HUD's first formal report to Congress on worst case needs, submitted in 1991, was based on the national AHS taken in 1989. The second report, in 1992, augmented 1989 AHS data for the Nation with information on worst case needs from the metropolitan surveys. In 1994, HUD based its report on data from the 1991 national AHS and the 1990 Decennial Census.

The 1996 report was based on data from the 1993 AHS and, for the first time, included administrative data on the characteristics of households participating in the public housing and Section 8 programs. The 1996 report also included analyses of data from the Social Security Administration (SSA) to better understand the housing needs of persons with disabilities and their participation in HUD programs. Finally, that report reanalyzed and refined earlier AHS data to more reliably track growth in the number of households with worst case housing needs between 1978 and 1993 and to examine changes in the supplies of housing affordable to extremely-low-income and very-low-income renters.

The 1998 report used data from the 1995 AHS and HUD administrative data as of January 1997 to examine worst case needs and changes in supplies of affordable housing.


2 HUD's previous reports to Congress are: Priority Problems and "Worst Case" Needs in 1989 (June 1991, HUD-1314-PDR), The Location of Worst Case Needs in the Late 1980s (December 1992, HUD-1387-PDR), Worst Case Needs for Housing Assistance in the United States in 1990 and 1991 (June 1994, HUD-1481-PDR), Rental Housing Assistance at a Crossroads: A Report to Congress on Worst Case Housing Needs (March 1996), and Rental Housing Assistance-The Crisis Continues (April 1998).
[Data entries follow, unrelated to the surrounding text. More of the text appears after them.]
Issue #1433, opened 2019-09-16
`balena move` should allow having mixed device type fleets


thgreasi:
Currently it only shows apps of the same device type as the device's.
It should allow list apps of a compatible architecture.

PR #1434, opened 2019-09-16
Support moving devices to applications of a compatible architecture

thgreasi:
Connects-to: #1433
Change-type: minor

Resolves: # 
See: <url> 
Depends-on: <url> 

---
##### Contributor checklist


lib/actions/device.coffee
```diff
@@ -366,11 +366,22 @@ exports.move =
...
+				compatibleDeviceTypes = deviceTypes.filter (dt) ->
+						balena.models.os.isArchitectureCompatibleWith(deviceDeviceType.arch, dt.arch) &&
+						!!dt.isDependent == !!deviceDeviceType.isDependent &&
+						dt.state != 'DISCONTINUED'
+
+				return patterns.selectApplication (application) ->
+					return _.every [
+						_.some(compatibleDeviceTypes, (dt) -> dt.slug == application.device_type)
+						device.belongs_to__application[0].app_name isnt application.app_name
+					]
```
pdcastro: If I was to be picky... I would say that this logic block could be a separate function (`selectCompatibleArchApps()`), written in Typescript in some other file, imported and called here. But I am approving the PR in any case.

The 1994, 1996, and 1998 reports are available online at http://www.huduser.org under the Publications heading.

3 Although the homeless have "substandard" housing by definition and thus worst case needs, they are excluded from AHS estimates of worst case needs because the AHS surveys and counts only persons in housing units. Because of this, AHS estimates undercount the "true" number of households meeting the "worst case" definition. Conversely, the AHS may overestimate the number of housed households that have worst case problems because income is underreported by some 15 percent by AHS respondents. This income underreporting may inflate AHS counts of households with incomes below 50 percent of area median that pay more than half of their income for rent. As Chapter 2 discusses, we can estimate the effect of income underreporting on worst case estimates, but not the effect of omitting the homeless.